# Bilder bearbeiten mit Poser



## RicoOL (24. Juni 2007)

Hallo liebe Grafik Freaks 

Ich hab ein kleines Problem. Ich hab Photoshop und Poser 6. Mit PS kenn ich mich schon recht gut aus aber Poser hab ich neu. Jetzt möchte ich gern Ein Bild erstellen was nachher so aussieht: http://www.e-frontier.com/article/articleview/2150/1/928/

Mein Problem ist, das ich weder Englisch kann noch mich mit dem Program auskenne. Ich hab mal versucht ein Profilbild von mir mit Poser zu laden aber ich bekomm nur ein verschobenes Gesicht hin. könnte mir vielleicht jemand nen Tip geben woher ich Einsteiger Tuts her bekomme, oder könnte jemand das Tut überarbeiten? Ich find das Endprodukt absolut Geil und möchte das natürlich auch selbst umsetzen können.

lg


----------



## Andreas Späth (24. Juni 2007)

Hast du mal in die Poser Hilfe geschaut?
Ich glaube dort sollte es eine Anleitung geben wie man eigene Gesichter im Programm nutzt.
Bei älteren Versionen brauchte es übrigens ein Profilbild und eines von Vorne.

Hab Poser leider nichtmehr da, hab das Programm verkauft weil ich es recht schlecht finde, vor allem die Leistung die es fordert für Aufgaben wo andere 3D Software noch fast im Tiefschlaf ist....


----------



## RicoOL (24. Juni 2007)

Bei meiner Version muß ich auch das von vorn und ein profilbild laden. Wenn du sagst es ist nicht so doll, welches ist denn dann besser? Noch kann ich es umtauschen.Dann hol ich mir lieber ein sinnvolleres was auch besser  zu bedienen ist. Mit Photoshop werd ich ja sicher sowas nicht hin bekommen oder? Zumindest wüßte ich nicht wie das gehen sollte.


----------



## Andreas Späth (24. Juni 2007)

Also das was du oben siehst sollte auch mit Photoshop machbar sein, allerdings vermutlich nicht ganz so einfach wie in Poser.

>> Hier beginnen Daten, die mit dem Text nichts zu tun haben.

PR #1613, opened 2023-12-15
Add missing temperature variable

alranel:
The temperature variable is missing from most screenshots of this tutorial as well as the initial list, but is present in the code example thus if the user doesn't create it in the cloud the sketch won't compile. This PR adds the variable to the list of variables to create - the screenshot will still lack it, but this fix is better than nothing. :)


karlsoderby (approved):
Thanks for updating it @alranel. Yes and we can later on add a new screenshot! LGTM

PR #1658, opened 2024-01-13
Fix computation of half wavelength in I2s-library-examples.md

Narcolessico:
Dividing the sampleRate by the frequency results in the number of samples per complete wave. For example: with a sampling rate of 24 and a 4Hz frequency we have 24/4 -> 6 samples, which represent a wave peak to peak; we still need to divide by 2 to have its half.

## What This PR Changes
The PR modifies an example code, fixing what I believe is a small mistake. I am not sure if the same mistake is also anywhere else.

## Contribution Guidelines


Hannes7eicher (approved):
Hello @Narcolessico. 

Good catch and thanks for the contribution!

I'll merge it right away.

PR #1681, opened 2024-01-19
Update shield-compatibility.md

Hannes7eicher:
## What This PR Changes
This PR updates the shield compatibility article for the UNO R4. The NineAxesMotion needs an update to work with the UNO R4.

## Contribution Guidelines


karlsoderby (changes requested):
@Hannes7eicher I think it is actually better to remove it, as the above sentence states which shields are compatible, not the ones who are not.

karlsoderby (approved):
LGTM!

PR #1716, opened 2024-01-29
Upgrade datasheets action

Matteo-it:
Upgrade datasheets action and node version, since we have some problem on rendering: https://github.com/arduino/docs-content/actions/runs/7695157420/job/20967436051


sebromero (approved):
LGTM

PR #1738, opened 2024-02-06
[Arduino Cloud] Cloud Agent Mini-article

karlsoderby:
## What This PR Changes
- Very brief article explaining the cloud agent, and how to install it

## Contribution Guidelines


jhansson-ard:
Just a thought, maybe we should link to this HC article explaining the download process as well? 
https://support.arduino.cc/hc/en-us/articles/360014869820-Install-the-Arduino-Create-Agent

cc @seaxwi

karlsoderby:
Sure thing, I added the link at the end of the article in a section called troubleshooting.

jacobhylen:
I'm not sure if I think this is the right approach.
I believe there is a need for this information on docs, but I don't like the idea of having the same/very similar content in two places. It will be difficult to maintain and confusing for users.

Maybe we can move the article from HC to docs, or create a dummy article on docs that we redirect to the HC one so there is an entry point from docs?

jhansson-ard:
I agree, the information should be in one place - not duplicated. Did you check with @seaxwi when writing the article? Perhaps he has some ideas as well.

For the "entry point", where do we intend users to face this issue most? Perhaps we can link the HC article on the Cloud page?

karlsoderby:
@jacobhylen @jhansson-ard definitely best in one place, however in this case I don't mind it existing in two places because it is only a couple of paragraphs, and the HC article needs to set the context for what the Cloud Agent is.

Either way, I need to add this to the docs as it is a very important element of the cloud, and for the flow of the documentation. So I suggest let's go ahead and merge and then discuss with @seaxwi later if we want to update the HC article.

PR #1807, opened 2024-03-11
[PC-1665] Full pinout added to H7 Lite and Connected versions

jcarolinares:
## What This PR Changes
- @jhansson-ard and @sebromero noticed there are not full pinouts for the lite and connected versions of the Portenta H7
- This PR put them in case we consider makes sense
- However **let's keep in mind all the boards share the pinout but not all the boards have all the modules, which can create confusion in some final users**
- Therefore @martab1994 please tell me if you want to do it or not, and I will merge or archive the PR

Thanks

## Contribution Guidelines

### DIFF
--- a/content/hardware/04.pro/boards/portenta-h7-lite-connected/downloads/ABX00042-full-pinout.pdf
+++ b/content/hardware/04.pro/boards/portenta-h7-lite-connected/downloads/ABX00042-full-pinout.pdf
@@ -1,0 +1,1 @@
+../../../../04.pro/boards/portenta--h7/downloads/ABX00042-full-pinout.pdf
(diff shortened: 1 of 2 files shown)


content/hardware/04.pro/boards/portenta-h7-lite-connected/downloads/ABX00042-full-pinout.pdf
```diff
@@ -0,0 +1 @@
+../../../../04.pro/boards/portenta--h7/downloads/ABX00042-full-pinout.pdf
```
jhansson-ard, line 1: These are not shown in the preview. I'm not sure we can symlink downloadables like this, are we doing it for another product where I can check?

jcarolinares: to check in the future, it works for tutorials but I guess the backed is not prepared for "downloadables"

good point indeed , thanks

PR #1907, opened 2024-04-29
Removing validation on main

lukdog:
## What This PR Changes
We 're spending a lot of minutes of GH action also slowing down other jobs for content validation on main.
It is not really important because the validation is already performed on PRs, and the content can not be merged if the validation in PR fails.

## Contribution Guidelines

### DIFF
--- a/.github/workflows/workflow-validate.yaml
+++ b/.github/workflows/workflow-validate.yaml
@@ -3,9 +3,6 @@ name: Validate Content
 on:
   repository_dispatch:
     types: deploy
-  push:
-    branches:
-      - main
   pull_request:
     types: [opened, synchronize, ready_for_review, reopened]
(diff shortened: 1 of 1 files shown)


lukdog:
> @lukdog does this mean that the validations won't run on a "push to production" action but we'll still have them on PRs?

At the moment the Validation was not running on deploy to production, but only after a merge to main branch.
I think it is not really needed because the PRs are already checked, and no-one is checking the status of this validation after merge.

But maybe, a good idea can be to apply this, but add the validation on deploy, blocking non valid content.
WDYT?

jhansson-ard:
Yes, then we can remove this - like you said, the PRs should already be checked. If the validation breaks there we should not be able to push to main :)

PR #1970, opened 2024-05-22
small typo

g-castronovo:
## What This PR Changes

## Contribution Guidelines


jcarolinares (changes requested):
hey @TaddyHC can you double check this change?

image


I want to make sure it is indeed a typo

TaddyHC:
@jcarolinares I have just checked with the PLC IDE and it is typo which I made. I may have written as "IO Type" to separate and give better idea that it's about Input/Output Type but the PLC IDE is showing as IO Type. So to follow consistency and so on, the correct expression for that case is "IOType". 

Also, if you guys would like, since we have this [PR](https://github.com/arduino/docs-content-private/pull/668/files) for the same content with major updates that is about to be published. So we could migrate the changes from present PR to the other one, have one PR that makes all the changes at once, and just to avoid version conflicts. What do you say?

g-castronovo:
Sure, please go ahead and close this one then!

PR #2671, opened 2019-08-11
Add m-zajac/json2go

m-zajac:
Added https://m-zajac.github.io/json2go

I'd like to propose adding this little utility that I think is pretty convenient for go community :) 
It's a bit different than existing tools, especially works well when provided an array of docs that are not exactly the same.

Code is written purely in go, and web page uses webassembly created by go compiler. 
I've tried my best to ensure good code quality and test coverage.

Few examples to show what this tool can do can be found here: https://github.com/m-zajac/json2go#example-outputs

Thanks for maintaining this awesome repository :)


kirillDanshin:
github pages link should be placed under websites category, while the link to the library itself can be placed in this category. Please, move the link and open a new PR then.
Thanks.

P.S. nice project tho

PR #2683, opened 2019-08-18
Removing rkt: it has been archived by the CNCF :(

clockworksoul:
This is a sad day: `rkt` has been [officially archived by the CNCF](https://www.cncf.io/blog/2019/08/16/cncf-archives-the-rkt-project/). 

It probably makes sense to remove it from this list. 😢 This diff does exactly that.

### DIFF
--- a/README.md
+++ b/README.md
@@ -2122,7 +2122,6 @@ See [go-hardware](https://github.com/rakyll/go-hardware) for a comprehensive lis
 * [peg](https://github.com/pointlander/peg) - Peg, Parsing Expression Grammar, is an implementation of a Packrat parser generator.
 * [Pipe](https://github.com/b3log/pipe) - A small and beautiful blogging platform.
 * [restic](https://github.com/restic/restic) - De-duplicating backup program.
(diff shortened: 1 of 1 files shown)


kirillDanshin:
`rkt` will keep existing as a standalone free-software project, but it won't be anymore under CNCF umbrella.

ref: https://github.com/rkt/rkt/issues/4004#issuecomment-507358362

I don't think that losing CNCF umbrella can suddenly make an awesome project be a bad project.

clockworksoul:
Perhaps, but it's also effectively dead, which is why it was archived. 

Genuine question: does this list have a stance on listing inactive projects?

kirillDanshin:
@clockworksoul

actually, I think we should remove `rkt`, but clearly state that we're not removing it due to losing a CNCF umbrella, but due to the fact it wasn't maintained for a long time.

I would be glad to see the project revived at some point later.

> Genuine question: does this list have a stance on listing inactive projects?

no, I just think it's fair to notice, that `rkt` still have a chance for active development, and I hope it will be again in our list 🙂

clockworksoul:
I don't have the access to merge the approved change. Who takes care of that?

PR #2749, opened 2019-10-01
Create .dockerignore to speedup build.

hloeffler:
Create .dockerignore to speedup build.

I just want to stop docker from reading ".git".


avelino:

PR #2787, opened 2019-10-19
Removed unmaintained abutil

magmast:
abutil package is no longer maintained, so it should be deleted from the list.


avelino:

- godoc.org: False
- goreportcard.com: False
- coverage: False

PR #2833, opened 2019-11-24
update description

pjebs:
These are my repos. The descriptions need to be updated.


avelino:

- godoc.org: False
- goreportcard.com: False
- coverage: False

PR #2902, opened 2020-01-11
Update Fyne description to match new release info

andydotxyz:
Just a quick change to an existing project entry.


avelino:

- godoc.org: False
- goreportcard.com: False
- coverage: False

PR #3036, opened 2020-04-06
- add igo (github.com/rocketlaunchr/igo)

pjebs:
- github.com repo: https://github.com/rocketlaunchr/igo
- pkg.go.dev: N/A
- goreportcard.com: N/A
- coverage service link N/A

`igo` is a transpiler that converts igo files (go files with some new syntax and other language features) into standard go files which you can then compile.

**It is not a package for others to use.**

There is a unit test provided for converting a "sample" igo file to a standard go file which you can then then run. Peruse/run the 1 unit test in the parent directory.


avelino:

- goreportcard.com: False
- coverage: False

PR #3132, opened 2020-06-18
Quick typo fix

RobusGauli:
Just a quick typo fix


avelino:

- goreportcard.com: False
- coverage: False

PR #3143, opened 2020-06-28
Update the link address and description of rod

ysmood:
We migrated the project from personal namespace to the organization namespace.


avelino:

- goreportcard.com: False
- coverage: False

PR #3154, opened 2020-07-04
Add last-commit badges to all github repos

kpym:
Some of the projects are no longer being maintained, others are very active. The `last-commit` badge makes it easy to distinguish them.

### DIFF
--- a/README.md
+++ b/README.md
@@ -115,84 +115,84 @@ Please take a quick gander at the [contribution guidelines](https://github.com/a
 
 *Libraries for manipulating audio.*
 
-* [EasyMIDI](https://github.com/algoGuy/EasyMIDI) - EasyMidi is a simple and reliable library for working with standard midi file (SMF).
-* [flac](https://github.com/mewkiz/flac) - Native Go FLAC encoder/decoder with support for FLAC streams.
-* [gaad](https://github.com/Comcast/gaad) - Native Go AAC bitstream parser.
-* [go-sox](https://github.com/krig/go-sox) - libsox bindings for go.
-* [go_mediainfo](https://github.com/zhulik/go_mediainfo) - libmediainfo bindings for go.
-* [gosamplerate](https://github.com/dh1tw/gosamplerate) - libsamplerate bindings for go.
-* [id3v2](https://github.com/bogem/id3v2) - Fast and powerful ID3 decoding and encodung library written completely in Go.
-* [malgo](https://github.com/gen2brain/malgo) - Mini audio library.
-* [minimp3](https://github.com/tosone/minimp3) - Lightweight MP3 decoder library.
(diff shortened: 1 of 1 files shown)


avelino:

- goreportcard.com: False
- coverage: False

avelino:
This will generate a lot of demand in shields.io at each access, it's not healthy for the project.

Did you make this change via script?
This information may be interesting on awesome-go.com, but not on readme.md

panjf2000:
Indeed, adding this kind of badge will result in thousands of additional HTTP requests when visiting awesome-go page, which badly slows down the access speed.

kpym:
I've made this by simple search/replace with regular expressions. And I agree that this is not optimal. 

May be fetching all badges once a day is enough. And store them in a unique sprite image will limit the http access.

panjf2000:
The idea of checking out the activities of repositories in awesome-go list makes great sense, maybe we set up a daily script to scan all repositories in README and get the last commit, then write these last-commit dates into README back, as text format, it doesn't have to be as image format.

kpym:
@panjf2000 Yes it could be text format, but the color is very important IMO because it helps to quickly check how active is the project.

panjf2000:
> @panjf2000 Yes it could be text format, but the color is very important IMO because it helps to quickly check how active is the project.

Make sense, but we have a long way to go if the final decision is image format, then where should we store those cached images?

kpym:
The `last-commit` is only one of the useful informations that can be fetched from the github API, you can at the same time fetch the number of stars, the number of downloads, ... directly from GitHub (without shield.io). All this once a day and make it available in https://awesome-go.com.

avelino:
My proposal would be to start with text and then evolve to image (since we need to evolve the idea of where to host the images), baby steps.

@kpym can you work on this implementation? I imagine this script (in **Go**) stay inside `scripts` _folder_ in the awesome-go repository and run automatically via Github Actions

## about awesome-go.com
is hosted on netlify, that is, after PR is accepted travis-ci generates the site (html) and sends to netlify, today everything should be contained in the repository awesome-go

thinking about using images we need to improve this architecture, I believe that object store (aka s3) can help us to host the images generated

kpym:
@avelino I'm sorry, but I won't have time to deal with this right now.

Some remarks: 

- I don't think images are necessary for awesome-go.com where you can use arbitrary css to style text elements. 
- Images are only useful for rendering the README on github, but as already mentioned this is far from optimal.
- On second thought I think the README should be kept as simple as possible and that awesome-go.com should be enriched with informations about git repositories (styled via css), as well as search filters (e.g. to show projects that have more than 5 stars and that were updated less than 3 months ago).

This way awesome-go.com will have a real added value on the README, because currently this is not the case, IMO.

avelino:
I agree, we need to improve awesome-go.com

_Too bad you can't contribute awsome-go, we'll always be open to new ideas, when you have time to contribute be very welcome_

PR #3178, opened 2020-07-22
Style Guides: add section from dgryski/awesome-go-style

dgryski:
As discussed, the style guides from dgryski/awesome-go-style.


avelino:

- goreportcard.com: False
- coverage: False

dgryski:
Repushed after fixing sorting of entries.

avelino:
thanks @dgryski

PR #3210, opened 2020-08-12
WIP: test stale repositories

mrKappen:
ref: #3211


avelino:

- goreportcard.com: False
- coverage: True

test_stale_repositories.go
```diff
@@ -0,0 +1,108 @@
...
+		defer resp.Body.Close()
+		json.NewDecoder(resp.Body).Decode(&respObj)
+		isAged = len(respObj) == 0
+		if isAged {
+			body := &issue{
+				Title: fmt.Sprintf(issueFmt, ownerRepo),
+			}
+			buf := new(bytes.Buffer)
+			json.NewEncoder(buf).Encode(body)
+			req, err := http.NewRequest("POST", githubPOSTISSUES, buf)
```
avelino, line 79: if the issue already exists we cannot reopen, this can generate many repeated issues (flood)
we should see if the issue already exists and is open (looking for the title pattern)

test_stale_repositories.go
```diff
@@ -0,0 +1,108 @@
...
+	"os"
+	"regexp"
+	"strings"
+	"time"
+
+	"github.com/PuerkitoBio/goquery"
+	"golang.org/x/oauth2"
+)
+
+var reGithubRepo = regexp.MustCompile("https://github.com/[a-zA-Z0-9-.]+/[a-zA-Z0-9-.]+$")
```
avelino, line 18: has a repository that can be outside the github, example:
- gitlab
- bitbucket
- ...

scripts.go
```diff
@@ -0,0 +1,29 @@
...
+	"github.com/PuerkitoBio/goquery"
+	"github.com/russross/blackfriday"
+)
+
+func readme() []byte {
+	input, err := ioutil.ReadFile("./README.md")
+	if err != nil {
+		panic(err)
+	}
+	html := append([]byte("<body>"), blackfriday.MarkdownCommon(input)...)
```
avelino, line 16:
```go
html := fmt.Sprintf("<body>%s</body>", blackfriday.MarkdownCommon(input))
```

test_stale_repositories.go
mrKappen: hey @avelino. That is a good point. Should we restrict this to a set of possible sites (i.e. github, gitlab and bitbucket). I made use of the github api to check the commit age of a repository and there is an api. If we are handling all possible repository hosting sites how would we handle each specific one?

test_stale_repositories.go
mrKappen: @avelino I added a check in the latest commit

mrKappen:
Hey @avelino, currently there are 655 repositories that could potentially be stale according to the current definition (> 1 year since last commit). I don't want to create 655 issues in one go, so I have added a limit to the number of issues that are made each time the script is run (currently set at 10)

avelino:
can we create one issue per week containing all the repositories in the issue body with checklist example:

## repository with more than 1 year without update
- [ ] https://github.com/...
- [ ] https://github.com/...
- [ ] ...


but it has a repository with more than a year without updating that must be maintained (quality packages), for this it is ideal to have a white list to not appear in all issues

mrKappen:
> can we create one issue per week containing all the repositories in the issue body with checklist example:

hmm. When you say create an issue once a week, will the script be constantly running (never exiting) and simply send a request to create an issue every week? What I had in mind was that there would be a job that runs every week or so that executes that whole script.

avelino:
`cronjob` (like github actions) executed 1 times a week so as not to generate too many issues and end up being unfeasible to review

mrKappen:
@avelino I updated the script to create a single issue each time the script is run with a checklist of all flagged repo links. Only new repositories (defined as not being referenced in a currently open issue is added)

mrKappen:
@avelino check for dead links added as well

mrKappen:
Hi @avelino I added a workflow, but I seem unable to test it on my fork. The action does not appear on github's actions tab. Is there a requirement that the yaml file has to be on the master branch?

.github/workflows/run-check.yaml
```diff
@@ -0,0 +1,13 @@
...
+on:
+  schedule:
+    - cron: '0 * * * *'
+jobs:
+  build:
+    name: Running test
+    runs-on: windows-latest
+    strategy:
+      matrix:
+       go: ['1.12']
```
avelino, line 11: used go version `1.15.x`

avelino (changes requested):

.github/workflows/run-check.yaml
```diff
@@ -0,0 +1,13 @@
+name: Check For Stale Repositories
+on:
+  schedule:
+    - cron: '0 * * * *'
+jobs:
+  build:
+    name: Running test
+    runs-on: windows-latest
```
avelino, line 8: why run on windows?

test_stale_repositories.go
```diff
@@ -0,0 +1,233 @@
...
+			*staleRepos = append(*staleRepos, href)
+			ctr++
+		}
+	}
+}
+func testStaleRepository() {
+	query := startQuery()
+	var staleRepos []string
+	addressedRepositories := make(map[string]bool)
+	oauth := os.Getenv("GITHUB_OAUTH_TOKEN")
```
avelino, line 198: as variable environment setting in github workflow `GITHUB_OAUTH_TOKEN`

.github/workflows/run-check.yaml
mrKappen: changed to ubuntu-latest

test_stale_repositories.go
mrKappen: added environment variable OAUTH_TOKEN. @avelino, you need to create a new OAUTH token and create a secret for this repository with the same name

mrKappen:
Hey @avelino, sorry for the delay. I have added a check for archived repositories.

Jason-123-cyber (commented):
K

Wenn es nur um Menschen in Posen geht, ist wohl Poser der einzige Vertreter seiner Art der mir bekannt ist.
Allerdings kann man mit ein wenig Übung einen Menschen auch in einem 3D Programm wie 3Ds Max oder Cinema4D selber modellieren und texturieren.
Es ist natürlich mehr Aufwand als in Poser, jedoch sind die Programme in der Regel schneller was die Verarbeitungs und Renderzeiten betrifft und ausgereifter.

Ich will Poser nicht schlechtreden, und das Programm hat seine Daseinsberechtigung am Markt. Jedoch sind die Möglichkeiten anderer Software weitaus größer, und die Software selbst stabiler schneller aufgebaut.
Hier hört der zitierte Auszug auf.